Argentina defend deep as a matter of course, and are rather more potent than either Ghana or Serbia going forward. Manager Diego Maradona will surely maintain that solid, deep back four and retain Nicolas Otamendi as a more defensive right back rather than having Jonas Gutierez operate as what the coach has called a "half-and-half" position, covering the right flank. Germany's forwards are very good at exploiting space, but Argentina won't give them space. Its back four focuses almost exclusively on defending; Maradona's side is not reliant, as England and Australia are, on attacking fullbacks.

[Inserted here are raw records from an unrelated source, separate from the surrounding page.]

PR #136, opened 2017-10-04
[Safe For Merge] Unified Setter and Getter for scene specific source properties

TStod:
See line specific questions below @Palakis @haganbmj

### DIFF
--- a/WSRequestHandler.cpp
+++ b/WSRequestHandler.cpp
@@ -1617,7 +1617,6 @@ void WSRequestHandler::HandleSetSceneItemProperties(WSRequestHandler* req) {
             // Send an error in the else statement?
             // Append an error message to the response?
         }
-        obs_sceneitem_set_pos(scene_item, &new_position);
     }
 
     obs_sceneitem_release(scene_item);
--- a/WSRequestHandler.cpp
+++ b/WSRequestHandler.cpp
@@ -56,8 +56,7 @@ WSRequestHandler::WSRequestHandler(QWebSocket* client) :
     messageMap["SetSceneItemPosition"] = WSRequestHandler::HandleSetSceneItemPosition;
     messageMap["SetSceneItemTransform"] = WSRequestHandler::HandleSetSceneItemTransform;
     messageMap["SetSceneItemCrop"] = WSRequestHandler::HandleSetSceneItemCrop;
-    // This method name needs work. Perhaps just "GetSceneItemProperties"
-    messageMap["GetSceneItemSceneProperties"] = WSRequestHandler::HandleGetSceneItemSceneProperties;
+    messageMap["GetSceneItemProperties"] = WSRequestHandler::HandleGetSceneItemProperties;
     messageMap["ResetSceneItem"] = WSRequestHandler::HandleResetSceneItem;
 
     messageMap["GetStreamingStatus"] = WSRequestHandler::HandleGetStreamingStatus;
@@ -1350,7 +1349,23 @@ void WSRequestHandler::HandleSetSceneItemCrop(WSRequestHandler* req) {
  * @param {String (optional)} `scene-name` the name of the scene that the source item belongs to. Defaults to the current scene.
  * @param {String} `item` The name of the source.
  *
- * @return TO POPULATE
+ * @return {String} `name` The name of the source.
+ * @return {int} `position.x` The x position of the source from the left.
+ * @return {int} `position.y` The y position of the source from the top.
+ * @return {double} `rotation` The clockwise rotation of the item in degrees around the point of alignment.
+ * @return {int?string?} `alignment` The point on the source that the item is manipulated from.
+ * @return {double} `scale.x` The x-scale factor of the source.
+ * @return {double} `scale.y` The y-scale factor of the source.
+ * @return {int} `crop.top` The number of pixels cropped off the top of the source before scaling.
+ * @return {int} `crop.right` The number of pixels cropped off the right of the source before scaling.
+ * @return {int} `crop.bottom` The number of pixels cropped off the bottom of the source before scaling.
+ * @return {int} `crop.left` The number of pixels cropped off the left of the source before scaling.
+ * @return {bool} `visible` If the source is visible.
+ * @return {bool/Object} `bounds` False if bounds are not turned on. Object if bounds are turned on.
+ * @return {String} `bounds.type` Type of bounding box.
+ * @return {int?string?} `bounds.alignment` Alignment of the bounding box.
+ * @return {double} `bounds.width` Width of the bounding box.
+ * @return {double} `bounds.height` Height of the bounding box.
  *
  * @api requests
  * @name GetSceneItemSceneProperties
@@ -1383,7 +1398,6 @@ void WSRequestHandler::HandleGetSceneItemSceneProperties(WSRequestHandler* req) 
         // is name even needed here?
         obs_data_set_string(data, "name", item_name);
         
-        // is nested ideal?
         obs_data_t* pos_data = obs_data_create();
         vec2 pos;
         obs_sceneitem_get_pos(scene_item, &pos);
@@ -1393,7 +1407,7 @@ void WSRequestHandler::HandleGetSceneItemSceneProperties(WSRequestHandler* req) 
 
         obs_data_set_double(data, "rotation", obs_sceneitem_get_rot(scene_item));
 
-        // investigate this and maybe convert so string in switch statment
+        // investigate this and maybe convert so string in switch statement
         // #define OBS_ALIGN_CENTER (0)
         // #define OBS_ALIGN_LEFT   (1<<0)
         // #define OBS_ALIGN_RIGHT  (1<<1)
@@ -1461,8 +1475,8 @@ void WSRequestHandler::HandleGetSceneItemSceneProperties(WSRequestHandler* req) 
             obs_data_set_int(bounds_data, obs_sceneitem_get_bounds_alignment(scene_item));
             vec2 bounds;
             obs_sceneitem_get_bounds(scene_item, &bounds);
-            obs_data_set_float(bounds_data, "width", bounds.x);
-            obs_data_set_float(bounds_data, "height", bounds.y);
+            obs_data_set_double(bounds_data, "width", bounds.x);
+            obs_data_set_double(bounds_data, "height", bounds.y);
             obs_data_set_obj(data, "bounds", bounds_data);
         }
 
--- a/WSRequestHandler.cpp
+++ b/WSRequestHandler.cpp
@@ -1543,10 +1543,10 @@ void WSRequestHandler::HandleSetSceneItemProperties(WSRequestHandler* req) {
         obs_sceneitem_get_pos(scene_item, &old_position);
         obs_data_t* req_position = obs_data_get_obj(req->data, "position");
         vec2 new_position = old_position;
-        if (req_crop->hasField("x")) {
+        if (obs_data_has_user_value(req_position, "x")) {
             new_position.x = obs_data_get_int(req_position, "x");
         }
-        if (req_crop->hasField("y")) {
+        if (obs_data_has_user_value(req_position, "y")) {
             new_position.y = obs_data_get_int(req_position, "y");
         }
         obs_sceneitem_set_pos(scene_item, &new_position);
@@ -1557,16 +1557,16 @@ void WSRequestHandler::HandleSetSceneItemProperties(WSRequestHandler* req) {
         obs_sceneitem_get_crop(scene_item, &old_crop);
         obs_data_t* req_crop = obs_data_get_obj(req->data, "crop");
         obs_sceneitem_crop new_crop = old_crop;
-        if (req_crop->hasField("top")) {
+        if (obs_data_has_user_value(req_crop, "top")) {
             new_crop.top = obs_data_get_int(req_crop, "top");
         }
-        if (req_crop->hasField("right")) {
+        if (obs_data_has_user_value(req_crop, "right")) {
             new_crop.right = obs_data_get_int(req_crop, "right");
         }
-        if (req_crop->hasField("bottom")) {
+        if (obs_data_has_user_value(req_crop, "bottom")) {
             new_crop.bottom = obs_data_get_int(req_crop, "bottom");
         }
-        if (req_crop->hasField("left")) {
+        if (obs_data_has_user_value(req_crop, "left")) {
             new_crop.left = obs_data_get_int(req_crop, "left");
         }
         obs_sceneitem_set_crop(scene_item, &new_crop);
--- a/WSRequestHandler.cpp
+++ b/WSRequestHandler.cpp
@@ -1362,7 +1362,6 @@ void WSRequestHandler::HandleSetSceneItemCrop(WSRequestHandler* req) {
  * @return {int} `crop.bottom` The number of pixels cropped off the bottom of the source before scaling.
  * @return {int} `crop.left` The number of pixels cropped off the left of the source before scaling.
  * @return {bool} `visible` If the source is visible.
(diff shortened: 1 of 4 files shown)


WSRequestHandler.cpp
```diff
@@ -56,6 +56,8 @@ WSRequestHandler::WSRequestHandler(QWebSocket* client) :
     messageMap["SetSceneItemPosition"] = WSRequestHandler::HandleSetSceneItemPosition;
     messageMap["SetSceneItemTransform"] = WSRequestHandler::HandleSetSceneItemTransform;
     messageMap["SetSceneItemCrop"] = WSRequestHandler::HandleSetSceneItemCrop;
+    // This method name needs work. Perhaps just "GetSceneItemProperties"
+    messageMap["GetSceneItemSceneProperties"] = WSRequestHandler::HandleGetSceneItemSceneProperties;
```
TStod: Method name?

WSRequestHandler.cpp
```diff
@@ -1343,6 +1345,141 @@ void WSRequestHandler::HandleSetSceneItemCrop(WSRequestHandler* req) {
 }
 
 /**
+ * Gets the scene specific properties of the specified source item.
+ *
+ * @param {String (optional)} `scene-name` the name of the scene that the source item belongs to. Defaults to the current scene.
+ * @param {String} `item` The name of the source.
+ *
+ * @return TO POPULATE
```
TStod: If nested properties how do I properly show the return types?

WSRequestHandler.cpp
```diff
@@ -1343,6 +1345,141 @@ void WSRequestHandler::HandleSetSceneItemCrop(WSRequestHandler* req) {
...
+        req->SendErrorResponse("requested scene doesn't exist");
+        return;
+    }
+
+    obs_sceneitem_t* scene_item = Utils::GetSceneItemFromName(scene, item_name);
+    if (scene_item) {
+        obs_data_t* data = obs_data_create();
+
+        // is name even needed here?
+        obs_data_set_string(data, "name", item_name);
```
TStod: Does it make sense to keep this in this method?

WSRequestHandler.cpp
```diff
@@ -1343,6 +1345,141 @@ void WSRequestHandler::HandleSetSceneItemCrop(WSRequestHandler* req) {
...
+        
+        // is nested ideal?
+        obs_data_t* pos_data = obs_data_create();
```
TStod: I use nested objects for position, crop, scale, and bounds. Do we prefer a flat implementation?

WSRequestHandler.cpp
```diff
@@ -1343,6 +1345,141 @@ void WSRequestHandler::HandleSetSceneItemCrop(WSRequestHandler* req) {
...
+
+        obs_data_set_double(data, "rotation", obs_sceneitem_get_rot(scene_item));
+
+        // investigate this and maybe convert so string in switch statment
+        // #define OBS_ALIGN_CENTER (0)
+        // #define OBS_ALIGN_LEFT   (1<<0)
+        // #define OBS_ALIGN_RIGHT  (1<<1)
+        // #define OBS_ALIGN_TOP    (1<<2)
+        // #define OBS_ALIGN_BOTTOM (1<<3)
+        obs_data_set_int(data, "alignment", obs_sceneitem_get_alignment(scene_item));
```
TStod: Alignment is an `int` that corresponds to the above `enum` definition. Should I break this out into a string based on cases or just offload this responsibility to next programmer?

WSRequestHandler.cpp
```diff
@@ -56,6 +56,8 @@ WSRequestHandler::WSRequestHandler(QWebSocket* client) :
     messageMap["SetSceneItemPosition"] = WSRequestHandler::HandleSetSceneItemPosition;
     messageMap["SetSceneItemTransform"] = WSRequestHandler::HandleSetSceneItemTransform;
     messageMap["SetSceneItemCrop"] = WSRequestHandler::HandleSetSceneItemCrop;
+    // This method name needs work. Perhaps just "GetSceneItemProperties"
```
haganbmj: Yeah, saying `Scene` twice seems redundant.

WSRequestHandler.cpp
```diff
@@ -1343,6 +1345,141 @@ void WSRequestHandler::HandleSetSceneItemCrop(WSRequestHandler* req) {
...
+            vec2 bounds;
+            obs_sceneitem_get_bounds(scene_item, &bounds);
+            obs_data_set_float(bounds_data, "width", bounds.x);
+            obs_data_set_float(bounds_data, "height", bounds.y);
+            obs_data_set_obj(data, "bounds", bounds_data);
+        }
+
+        // add source width?
+        // add source height?
+        // add locked?
```
TStod: Source width? Source height? Locked?
Does it make sense to add these to this method?

WSRequestHandler.cpp
```diff
@@ -1343,6 +1345,141 @@ void WSRequestHandler::HandleSetSceneItemCrop(WSRequestHandler* req) {
...
+
+        obs_sceneitem_release(scene_item);
+        req->SendOKResponse(data);
+    } else {
+        req->SendErrorResponse("specified scene item doesn't exist");
+    }
```
TStod: Should i put this else at the top in the if as a pseudo "early return"

WSRequestHandler.h
```diff
@@ -63,6 +63,7 @@ class WSRequestHandler : public QObject {
     static void HandleSetSceneItemPosition(WSRequestHandler* req);
     static void HandleSetSceneItemTransform(WSRequestHandler* req);
     static void HandleSetSceneItemCrop(WSRequestHandler* req);
+    // Add handler here
```
haganbmj: This is just a header file so all it really needs is the method name.
`static void HandleGetSceneItemSceneProperties(WSRequestHandler* req);` or whatever you settle on.

WSRequestHandler.cpp
TStod: Docs should probably say that this returns properties that are specific to a given scene and item (mostly not generic to an item)

WSRequestHandler.cpp
haganbmj: It's a bit rough around the edges, but something like this will work.
Just put them in whatever order best makes sense as that'll be what's used.

```
@return {Object} `something`
@return {String} `something.expand` description
@return {String} `something.dong` description
```

WSRequestHandler.cpp
haganbmj: Nested is probably cleaner. There's already another method using/returning nested properties so it's not like it's disrupting some unspoken rule.

WSRequestHandler.cpp
haganbmj: I kind of like the idea of putting it at the top for consistency. It would match the other returns for invalid params, scene, etc.

At some point I'd like to have a look at extracting those methods out since they're just getting rewritten over and over again, but that's something for another day.

WSRequestHandler.cpp
```diff
@@ -1343,6 +1344,156 @@ void WSRequestHandler::HandleSetSceneItemCrop(WSRequestHandler* req) {
...
+ * @return {int} `position.y` The y position of the source from the top.
+ * @return {double} `rotation` The clockwise rotation of the item in degrees around the point of alignment.
+ * @return {int?string?} `alignment` The point on the source that the item is manipulated from.
+ * @return {double} `scale.x` The x-scale factor of the source.
+ * @return {double} `scale.y` The y-scale factor of the source.
+ * @return {int} `crop.top` The number of pixels cropped off the top of the source before scaling.
+ * @return {int} `crop.right` The number of pixels cropped off the right of the source before scaling.
+ * @return {int} `crop.bottom` The number of pixels cropped off the bottom of the source before scaling.
+ * @return {int} `crop.left` The number of pixels cropped off the left of the source before scaling.
+ * @return {bool} `visible` If the source is visible.
```
haganbmj: This whole project needs a non-passive rewrite for consistency.
I like using `visible` more than `render`, but I think they've been interchanged throughout.

Same out apply to `scale.x` and `cx`.

WSRequestHandler.cpp
haganbmj: I just wish I'd have better experience with c++ development before.
Visual Studio is a pain and I don't think I've ever had an easy time using makefiles. The only time I've actually been able to get builds + dll swapping going is at the office, but that's only because they have all the directories hardcoded and tell everyone to use the same installation directory structure.

TStod: I'm a bit out of practice but in principle the changes I'm working on are pretty easy to make.
Half the battle with programming is environment and setup IMO.

TStod:
@Palakis still looking for some feedback here. I'll have another PR ready shortly after for the setter

WSRequestHandler.cpp
```diff
@@ -1343,6 +1345,287 @@ void WSRequestHandler::HandleSetSceneItemCrop(WSRequestHandler* req) {
...
+    obs_data_set_int(crop_data, "top", crop.top);
+    obs_data_set_int(crop_data, "right", crop.right);
+    obs_data_set_int(crop_data, "bottom", crop.bottom);
+    obs_data_set_obj(data, "crop", crop_data);
+
+    obs_data_set_bool(data, "visible", obs_sceneitem_visible(scene_item));
+
+    obs_data_t* bounds_data = obs_data_create();
+    obs_bounds_type bounds_type = obs_sceneitem_get_bounds_type(scene_item);
+    if (bounds_type == OBS_BOUNDS_NONE) {
```
TStod: Can you guys let me know what you think about the implementation of `bounds type`? The alternative would be to pass an integer instead of a string. Each has its pluses and minuses.
@haganbmj @Palakis

WSRequestHandler.cpp
```diff
@@ -1343,6 +1345,287 @@ void WSRequestHandler::HandleSetSceneItemCrop(WSRequestHandler* req) {
...
+            new_bounds.y = obs_data_get_double(req_bounds, "y");
+        }
+        obs_sceneitem_set_bounds(scene_item, &new_bounds);
+        if (obs_data_has_user_value(req_bounds, "alignment")) {
+            const uint32_t bounds_alignment = obs_data_get_int(req_bounds, "alignment");
+            if (Utils::IsValidAlignment(bounds_alignment)) {
+                obs_sceneitem_set_bounds_alignment(scene_item, bounds_alignment);
+            }
+            // Send an error in the else statement?
+            // Append an error message to the response?
```
TStod: Thoughts on what to do when alignment has flags for `left` and `right` ? this is invalid so we should probably send an error message

Palakis:
Thanks @TStod for this patch, and thanks @haganbmj for the reviews. Sorry for the response delay.

WSRequestHandler.cpp
Palakis: Passing an integer in this case is more of a C/C++ trend, so I'd go for the string way here, which I think is more comfortable for JS and Python developers.

WSRequestHandler.cpp
Palakis: > This whole project needs a non-passive rewrite for consistency.

Can't agree more. I also believe that other aspects must be rethinked and rewritten, which can be the basis for work on 5.0.0.

WSRequestHandler.cpp
```diff
@@ -1343,6 +1345,286 @@ void WSRequestHandler::HandleSetSceneItemCrop(WSRequestHandler* req) {
...
+ * @return {bool} `visible` If the source is visible.
+ * @return {String} `bounds.type` Type of bounding box.
+ * @return {int} `bounds.alignment` Alignment of the bounding box.
+ * @return {double} `bounds.x` Width of the bounding box.
+ * @return {double} `bounds.y` Height of the bounding box.
+ *
+ * @api requests
+ * @name GetSceneItemSceneProperties
+ * @category sources
+ * @since 4.1.3?
```
Palakis: `@since unreleased`

WSRequestHandler.cpp
haganbmj: Bounds type is an enum?
JS would just use whatever the json standard is, which in this case I think is the enum name `OBS_BOUNDS_NONE`

TStod: `obs_data_set_string(bounds_data, "type", "stretch");`
would become
`obs_data_set_string(bounds_data, "type", "OBS_BOUNDS_STRETCH");`
correct @haganbmj ?

WSRequestHandler.cpp
TStod: @haganbmj maybe throw this in an issue for 5.0.0 cleanup

TStod:
I think a weak map would be needed here if we wanted to simplify further

WSRequestHandler.cpp
Palakis: @TStod I'd agree with this

WSRequestHandler.cpp
Palakis: It should send an error, because it's confusing for users to fail silently if the request is malformed.

WSRequestHandler.cpp
```diff
@@ -1343,6 +1356,323 @@ void WSRequestHandler::HandleSetSceneItemCrop(WSRequestHandler* req) {
...
+            }
+            else if (new_bounds_type == "OBS_BOUNDS_SCALE_TO_HEIGHT") {
+                obs_sceneitem_set_bounds_type(scene_item, OBS_BOUNDS_SCALE_TO_HEIGHT);
+            }
+            else if (new_bounds_type == "OBS_BOUNDS_MAX_ONLY") {
+                obs_sceneitem_set_bounds_type(scene_item, OBS_BOUNDS_MAX_ONLY);
+            }
+            else {
+                bad_request = bad_bounds = true;
+                obs_data_set_string(bounds_error, "type", "invalid");
```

Germany's Miroslav Klose may threaten in the air, particularly if he can isolate Martin DeMichelis, whose vulnerability to the high ball was exposed by his compatriot Diego Milito in the Champions League final. However, there is a lack of guile about Lukas Podolski and Thomas Muller: Podolski, as Jogi Low has himself said, is best at running in straight lines, while Muller for all the impact he's had in this tournament, is yet to beat a fullback one-on-one. In short, you'd expect a back four of Otamendi, DiMichelis, Nicolas Burdisso and Gabriel Heinze to handle Muller, Klose and Podolski relatively comfortably.
What, then, of Mesut Ozil, who occupies the central creative position in Germany's 4-2-3-1? He is, without question, a player of sublime gifts, a superb technician who also has the vision to select the right pass at the right time. He troubled England and Australia by operating between his opponent's defensive and midfield lines, finding angles for passes that neither England nor Australia were able to counter.

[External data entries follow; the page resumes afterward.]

PR #187, opened 2023-10-21
steamdeck/sound: fixes

### LINKED ISSUE #157: Max volume is lower then Stock os

K900:
Fixes #157.


K900:
For some reason Pipewire doesn't seem to be picking it up on startup? Should look into it more later...

K900:
Please test again.

PR #189, opened 2023-10-23
add: flake example to getting started

xiro-codes:


K900:
This is dangerously incomplete, and (at least in one place) blatantly wrong. We expect some level of familiarity with NixOS before you run this, anyway.

PR #197, opened 2023-10-27
jupiter-hwsupport: 20231025.2 -> 20231026.1

K900:
BIOS 119.


K900:
Seems like updating to this version clobbers your existing boot entries.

Give him space and he will pick a team apart. The problem against Argentina, though, is that sitting in just the space he likes to operate will be Javier Mascherano, arguably the best defensive anchor in the modern game. Ozil may get the better of him on occasions, as he ultimately got the better of Anthony Annan to score the winner against Ghana, but he will not have the sort of freedom he relished against England.
That leaves Argentina's two carrileros, the up-and-down midfielders who flank Mascherano, up against Germany's two holders, Sami Khedira and Bastian Schweinsteiger, and again Argentina seems to have a slight advantage in that position. In Maxi Rodriguez and Angel Di Maria, Maradona has two hard-working players who can also pull wide and create; even if they aren't able to match the German pairing for energy, they should be able to make up for it with their movement. And if Di Maria does start to drift left, threatening to unleash the crossing ability that proved so devastating at Benfica last season, then Germany really is in trouble.

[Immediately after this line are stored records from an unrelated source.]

PR #198, opened 2023-10-27
steamdeck/sound: change how we make vendor config preferred

K900:
This doesn't actually matter but it costs us nothing and brings us closer to vendor so why not.

### DIFF
--- a/modules/steamdeck/sound.nix
+++ b/modules/steamdeck/sound.nix
@@ -7,8 +7,10 @@ let
     cp -r --no-preserve=all ${pkgs.alsa-ucm-conf} $out
 
     # override acp5x configs with Jovian stuff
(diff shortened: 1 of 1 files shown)


pongo1231:
For whatever reason this makes the "Default" audio profile unavailable on my end and breaks audio output in gamescope-session with Steam forcing the "auto_null" output device. Under KDE I only have "Stereo Input" and "Pro Audio" as profile options now.

K900:
You will probably need to restart the system for this to get picked up correctly.

pongo1231:
Still no bueno even after rebooting unfortunately. Tried also deleting ~/.local/state/wireplumber just in case.

K900:
Sorry, fixed in the latest commit on development.

pongo1231:
Yup works now with cfddf9e15b756c6cb454baca8cf06312023f2db9.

Perhaps Phillip Lahm, pushing on from right-back can begin to pick him up, but that negates Lahm as an attacking force, which in turn makes Muller more predictable. If one of the two holders is forced out of a central area to cover, then what Ottmar Hitzfeld, Switzerland's German coach, calls the red zone is suddenly flashing with warning lights, because Lionel Messi is free. Or if not free then at least facing only two or three opponents, which amounts to pretty much the same thing.
It's not quite true to say that Argentina's basic tactic in this World Cup is to keep it tight and get the ball to Messi, just as it's not quite true to say its tactic in 1986 was to keep it tight and get the ball to Maradona, but it's not far off. Nobody since Maradona has been so adept at beating not just one defender but two or three, and what Germany cannot do is allow him to run at its two big, somewhat clumsy center backs, Per Mertesacker and Arne Friedrich. The danger, though, is if too much is invested in trying to counter Messi, then Carlos Tevez will benefit, as he did against Mexico. Against Mexico, Tevez played more centrally than in earlier games, but it seems probable he'll pull back right again and try to expose Jerome Boateng, assuming he carries on at left back.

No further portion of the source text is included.